The Florilege application exploits the results obtained by the TDM process to answer user queries in a quick and precise way. As mentioned above, scientists can make a request by organisms like « Listeria monocytogenes » but also by habitat. If they want to know what microorganisms are found in “cheese”, they will obtain results not only for the word “cheese” but also for “Cheddar” or “Tibetan Qula Cheese”, or any other kind of cheese.

The unique organized information displayed by the Florilege application is publicly accessible online and offers researchers numerous cross-functional avenues of exploitation in different fields like food security, ecology, and human health.

The integration of the Florilege text-mining workflow in the OpenMinTeD platform will allow users to reproduce the process with other corpora and integrate the results in other applications.

The text-mining process developed by INRA is also used by the Alvis search engine which directly displays the text from which the information was extracted :

The development of Florilège involved a large number of INRA laboratories, including MaIAGE (Bibliome and Migale teams), STLO and DIST (Scientific and Technical Information Department).

Related links:

Articles on TDM technology and evaluation:

  • Robert Bossy, Wiktoria Golik, Zorana Ratkovic, Dialekti Valsamou, Philippe Bessières, Claire Nédellec. Overview of the  Gene Regulation Network and the Bacteria Biotope Tasks in BioNLP’13 shared task BMC Bioinformatics, 16(Suppl 10):S1, 2015. doi:10.1186/1471-2105-16-S10-S1.
  • Estelle Chaix, Louise Deléger, Robert Bossy, Claire Nédellec.
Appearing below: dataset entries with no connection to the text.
PR #592, opened 2020-02-25
Asymmetric density

bberenz:
Adds support for asymmetric densities and named density values.

### DIFF
--- a/src/qz/printer/info/NativePrinter.java
+++ b/src/qz/printer/info/NativePrinter.java
@@ -152,11 +152,14 @@ public class NativePrinter {
     }
 
     public List<PrinterResolution> getResolutions() {
-        // TODO: Test/Implement supported resolutions for CUPS
-
         PrintService ps = getPrintService().value();
         PrinterResolution[] resSupport = (PrinterResolution[])ps.getSupportedAttributeValues(PrinterResolution.class, ps.getSupportedDocFlavors()[0], null);
         if (resSupport == null || resSupport.length == 0) {
+            NativePrinterMap printerMap = NativePrinterMap.getInstance();
+            // CUPS doesn't report resolutions properly, instead return the values scraped from console
+            if(printerMap instanceof CupsPrinterMap) {
+                return ((CupsPrinterMap)printerMap).getResolutions(this);
+            }
             resSupport = new PrinterResolution[]{ getResolution().value() };
         }
 
--- a/src/qz/printer/info/NativePrinter.java
+++ b/src/qz/printer/info/NativePrinter.java
@@ -3,10 +3,9 @@ package qz.printer.info;
 import qz.utils.SystemUtilities;
 
 import javax.print.PrintService;
-import javax.print.attribute.ResolutionSyntax;
 import javax.print.attribute.standard.PrinterName;
 import javax.print.attribute.standard.PrinterResolution;
-import java.util.ArrayList;
+import java.util.Arrays;
 import java.util.List;
 
 public class NativePrinter {
@@ -152,22 +151,16 @@ public class NativePrinter {
         return resolution;
     }
 
-    public List<Integer> getResolutions() {
+    public List<PrinterResolution> getResolutions() {
         // TODO: Test/Implement supported resolutions for CUPS
-        List<Integer> densities = new ArrayList<>();
 
         PrintService ps = getPrintService().value();
         PrinterResolution[] resSupport = (PrinterResolution[])ps.getSupportedAttributeValues(PrinterResolution.class, ps.getSupportedDocFlavors()[0], null);
         if (resSupport == null || resSupport.length == 0) {
             resSupport = new PrinterResolution[]{ getResolution().value() };
         }
-        for(PrinterResolution res : resSupport) {
-            if (res != null) {
-                densities.add(res.getFeedResolution(ResolutionSyntax.DPI));
-            }
-        }
 
-        return densities;
+        return Arrays.asList(resSupport);
     }
 
     public static void getDriverAttributes(NativePrinter printer) {
--- a/js/qz-tray.js
+++ b/js/qz-tray.js
@@ -1099,8 +1099,10 @@ var qz = (function() {
              *   @param {number} [options.bounds.height=0] Height of bounding box
              *  @param {string} [options.colorType='color'] Valid values <code>[color | grayscale | blackwhite]</code>
              *  @param {number} [options.copies=1] Number of copies to be printed.
-             *  @param {number|Array<number>} [options.density=0] Pixel density (DPI, DPMM, or DPCM depending on <code>[options.units]</code>).
+             *  @param {number|Array<number>|Object|Array<Object>} [options.density=0] Pixel density (DPI, DPMM, or DPCM depending on <code>[options.units]</code>).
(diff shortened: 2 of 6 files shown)


src/qz/printer/info/NativePrinter.java
```diff
@@ -152,22 +151,16 @@ public void setResolution(PrinterResolution resolution) {
         return resolution;
     }
 
-    public List<Integer> getResolutions() {
+    public List<PrinterResolution> getResolutions() {
         // TODO: Test/Implement supported resolutions for CUPS
```
tresf: Unfortunately, due to this `TODO:` item and lack of density reporting from CUPS, we can't go higher than what's reported in the `.ppd` file as `*DefaultResolution: 300dpi` on my Dymo LabelWriter 450 Turbo on Mac.

The Dymo `.ppd` comes back with the following when parsing for `dpi`:

```diff
+ *DefaultResolution: 300dpi
  *Resolution 300dpi/300 DPI: "<</HWResolution[300 300]>>setpagedevice"
  *Resolution 300x600dpi/300x600 DPI: "<</HWResolution[300 600]>>setpagedevice"
  *UIConstraints: *DymoPrintQuality Text       *Resolution       300x600dpi
  *UIConstraints: *DymoPrintQuality Graphics   *Resolution       300dpi
  *UIConstraints: *Resolution       300x600dpi *DymoPrintQuality Text 
  *UIConstraints: *Resolution       300dpi     *DymoPrintQuality Graphics
```

I wonder if we should include better multi-res parsing as part of this PR.  What do you think @bberenz?  If so, do you have some printers to scrape info from?  @klabarge if you can offer some info too, that would be great.

tresf: The command is:

```bash
cat "$(lpstat -l -p |grep DYMO|grep ppd|cut -d' ' -f2)" |grep dpi
```

Just replace `DYMO` with a unique printer name.

tresf: My Zebra comes back with the following:

```diff
+ *DefaultResolution: 203dpi
  *Resolution 203dpi/203dpi: "<</HWResolution[203 203]/cupsBitsPerColor 1/cupsRowCount 0/cupsRowFeed 0/cupsRowStep 0/cupsColorSpace 3>>setpagedevice"
  *Resolution 300dpi/300dpi: "<</HWResolution[300 300]/cupsBitsPerColor 1/cupsRowCount 0/cupsRowFeed 0/cupsRowStep 0/cupsColorSpace 3>>setpagedevice"
  *Resolution 600dpi/600dpi: "<</HWResolution[600 600]/cupsBitsPerColor 1/cupsRowCount 0/cupsRowFeed 0/cupsRowStep 0/cupsColorSpace 3>>setpagedevice"
```

tresf: My Epson WF4740 Workforce Pro shows the following (only returned one line so grep'd for `600` instead:

```diff
+ *DefaultResolution: 600x600dpi
  *cupsPrintQuality Normal: "<</cupsInteger1 4 /HWResolution[600 600]>>setpagedevice"
  *cupsPrintQuality High: "<</cupsInteger1 5 /HWResolution[600 600]>>setpagedevice"
```

klabarge: > `cat "$(lpstat -l -p |grep DYMO|grep ppd|cut -d' ' -f2)" |grep dpi`

Some of the `ppd` files on my system didn't have `dpi`. I had better luck `grepping` for "Resolution".

#### Epson WF 3730
```diff
+ *DefaultResolution: 600x600dpi
*cupsPrintQuality Normal: "<</cupsInteger1 4 /HWResolution[600 600]>>setpagedevice"
*cupsPrintQuality High: "<</cupsInteger1 5 /HWResolution[600 600]>>setpagedevice"
```

#### HP LaserJet 500 Color MFP M570
This printer didn't have a `DefaultResolution` nor anything with `dpi`

```diff
/HWResolution [600 600] /PreRenderingEnhance false >> setpagedevice"
/HWResolution [600 600] /PreRenderingEnhance false >> setpagedevice"
```

#### HP LaserJet M603
This printer didn't have a `DefaultResolution`
```diff
*HPPrintQuality FastRes1200/FastRes 1200: "<</HWResolution [600 600] /PreRenderingEnhance true>> setpagedevice"
+ *HPPrintQuality 600dpi/600 dpi: "<</HWResolution [600 600] /PreRenderingEnhance false>> setpagedevice"
*HPPrintQuality ProRes1200/ProRes 1200: "<</HWResolution [1200 1200] /PreRenderingEnhance false>> setpagedevice"
```

#### Zebra LP2844
```diff
+ *DefaultResolution: 203dpi
*Resolution 203dpi/203dpi: "<</HWResolution[203 203]/cupsBitsPerColor 1/cupsRowCount 0/cupsRowFeed 0/cupsRowStep 0/cupsColorSpace 3>>setpagedevice"
*Resolution 300dpi/300dpi: "<</HWResolution[300 300]/cupsBitsPerColor 1/cupsRowCount 0/cupsRowFeed 0/cupsRowStep 0/cupsColorSpace 3>>setpagedevice"
*Resolution 600dpi/600dpi: "<</HWResolution[600 600]/cupsBitsPerColor 1/cupsRowCount 0/cupsRowFeed 0/cupsRowStep 0/cupsColorSpace 3>>setpagedevice"
```

tresf:
> Unfortunately, due to this `TODO:` item and lack of density reporting from CUPS, we can't go higher than what's reported in the `.ppd` file as `*DefaultResolution: 300dpi` on my "Dymo LabelWriter 450 Turbo" on Mac.

I've added cross-feed parsing support to CUPS as well as additional resolution support.

@bberenz it appears you assume the first density is the best density e.g. `bestRes = rSupport.get(0);`.  Are you sorting them as you're adding them?  If so, can you help me do the same in my latest code?

tresf:
... also @bberenz the `best` keyword isn't being honored with this new CUPS logic for some reason.

bberenz:
>  it appears you assume the first density is the best density

No, it only grabs the first resolution to ensure not null as it then [loops through](https://github.com/qzind/tray/pull/592/files#diff-a3fee03485d53a539241fc505374f46aR158) the whole list comparing for better (or worse if draft)

tresf:
> No, it only grabs the first resolution to ensure not null as it then loops through the whole list comparing for better (or worse if draft)

* Fixed an order-of-operations issue where the size of the densities array is zero; done by using an empty `ArrayList` to signify whether or not the densities have been fetched.  This may need eventual improvement down the road to address #607 but should fix this PR.
* Changed the logic to use `null` as default and then set on first loop instead; guards against `IndexOutOfBounds` exception in the event CUPS can't parse the densities resulting in nothing at `.get(0)`.

tresf:
Fixed a parsing issue with `/HWResolution` where it assumed metric.  This should be ready to test.  Since many printers don't offer asymmetric densities, I'll be testing this on my Dymo Labelwriter 450, which has a density of 300x600dpi.

tresf:
Testing is positive but also a bit inconclusive, the quality seems to remain the same between 300x300 and 600x300 on this printer, which seems rather impossible.  Perhaps the driver reports a higher resolution than what is possible, but it does not appear to hinder the output, so I'm merging.

PR #608, opened 2020-03-17
Prompt for Java install if missing

### LINKED ISSUE #606: Installer doesn't warn about missing Java
As @lite1979 discovered testing #10, in 2.1.0, the Windows installer doesn't appear to warn when Java is missing, causing confusing to end-users.

tresf:
Closes #606

### DIFF
--- a/ant/apple/apple-preinstall.sh.in
+++ b/ant/apple/apple-preinstall.sh.in
@@ -7,4 +7,11 @@ set -e
 DIR=$(cd "$(dirname "$0")" && pwd)
 pushd "$DIR/payload/Contents/MacOS/"
 
+# Offer to download Java if missing
+if ! ./"${project.name}" --version; then
+    osascript -e "tell app \"Installer\" to display dialog \"Java is required.  Please install Java and try again.\""
+    open "${java.download}"
+    exit 1
+fi
+
 ./"${project.name}" preinstall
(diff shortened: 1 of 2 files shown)


klabarge:
On macOS, after clicking "OK", the AdoptOpenJDK installer page opened.

However, it opened the webpage in Safari, despite my default browser being Firefox

image

klabarge:
Windows passed testing.

tresf:
> However, it opened the webpage in Safari, despite my default browser being Firefox

Looks like it's using system defaults since `root` doesn't have one.  Fixed it to spawn as the current user per `93933aa`, can you try it again>

tresf:
Hmm... testing failed, it still uses Safari.  Sorry, @klabarge we'll just have to live with this behavior for now.  There are some [ugly ways to detect the user](https://scriptingosx.com/2019/09/get-current-user-in-shell-scripts-on-macos/), but I'm not comfortable with adding that much logic for a small nuance like this.

tresf:
Ok, I think I got macOS using the proper browser now using 0fb61c2.   @klabarge can you test again?  Also, can you double-check that Windows isn't launching the browser as Administrator?  That seems like it might open a can of worms.

klabarge:
>  think I got macOS using the proper browser now using 0fb61c2

Works 👍 

> can you double-check that Windows isn't launching the browser as Administrator?

I don't think so, because it opened up in my existing browser session as a new tab

PR #615, opened 2020-04-11
Separate system tray and window theming logic on Windows

### LINKED ISSUE #597: Tray icon wrong color Windows 10
I think we have some of our logic backwards, the tray icon on Windows 10 sometimes doesn't match the theme.  I believe it's caused on a default Windows 10 install because when I click the theme options it seems to be corrected.

tresf:
Closes #597


tresf:
Tested, pass:
* Windows 10 1909 (with Light theme support)
* Windows 10 1909 (with old bugged registry keys)
* Windows 10 1507 (without Light theme support)
* Windows 7 x64
* Windows XP

PR #633, opened 2020-05-08
Bump Apple cert

tresf:
Apple Installer cert is slated to expire in June.  This PR adds a new 2025 cert to the build system, ~~removing the old one by sh256 hash if present.~~

This needs to be refactored upon 2.0 as well.


tresf:
Note, anyone creating signed packages will need to execute the following command to force the build system to prefer the 2025 cert:

```bash
security delete-certificate -Z "A69020D49B47383064ADD5779911822850235953"
```

I've removed this from the codebase because it only needs to be executed once, then `ant pkgbuild` the HEAD of `master` or `2.0` branch.

PR #643, opened 2020-05-21
Initial draft of Sec-CH-UA* hints

### LINKED ISSUE #552: Add Client Hints
Future versions of Chrome aim to block User Agent Strings and leverage Client Hints instead.

The "Device Hints" are especially important for OS metrics as well as our downloads page.

https://developers.google.com/web/fundamentals/performance/optimizing-content-efficiency/client-hints
https://developer.mozilla.org/en-US/docs/Glossary/Client_hints
https://www.keycdn.com/blog/client-hints

tresf:
Must be resolved prior to merge:
* [x] The current draft says `x86` is allowed,but `x86_64` is not.  I've asked why in the (resolved) comments of https://github.com/WICG/ua-client-hints/pull/106, previously asked here https://github.com/WICG/ua-client-hints/issues/105
* [x] I'm not sure where to put the Java version information.  I've asked about this too here: https://github.com/WICG/ua-client-hints/issues/111

Closes #552.

### DIFF
--- a/src/qz/utils/ConnectionUtilities.java
+++ b/src/qz/utils/ConnectionUtilities.java
@@ -69,7 +69,11 @@ public final class ConnectionUtilities {
             requestProps.put("Sec-CH-UA-Platform-Version", getPlatformVersion());
             requestProps.put("Sec-CH-UA-Arch", getArch());
             requestProps.put("Sec-CH-UA-Full-Version", Constants.VERSION.toString());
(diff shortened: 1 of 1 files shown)


tresf:
Well, `ua-client-hints` isn't being very receptive of the need for distinction between `x86` and `x86_64` with the WebKit developer outright refusing to provide hardware platform at all.  Since I'm not interested in sparking any controversy (we're just trying to leverage and honor the new standard, not influence it) I'm going to leave the architecture as-is and hope analytics platforms are OK with it.  🍻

Text-mining tools for extracting information about microbial biodiversity in food. Food Microbiology, in press.
  • MaIAGE, INRA, Université Paris-Saclay, 78352 Jouy-en-Josas, France

[1] Florilege runs on the Migale bioinformatics platform at Inra.

[2] 18.5 million habitats are assigned to 2,000 ontology classes from OntoBiotope, an ontology of microorganism habitats distributed by AgroPortal

[3] 1 million phenotypes assigned to 203 ontology classes from  OntoBiotope.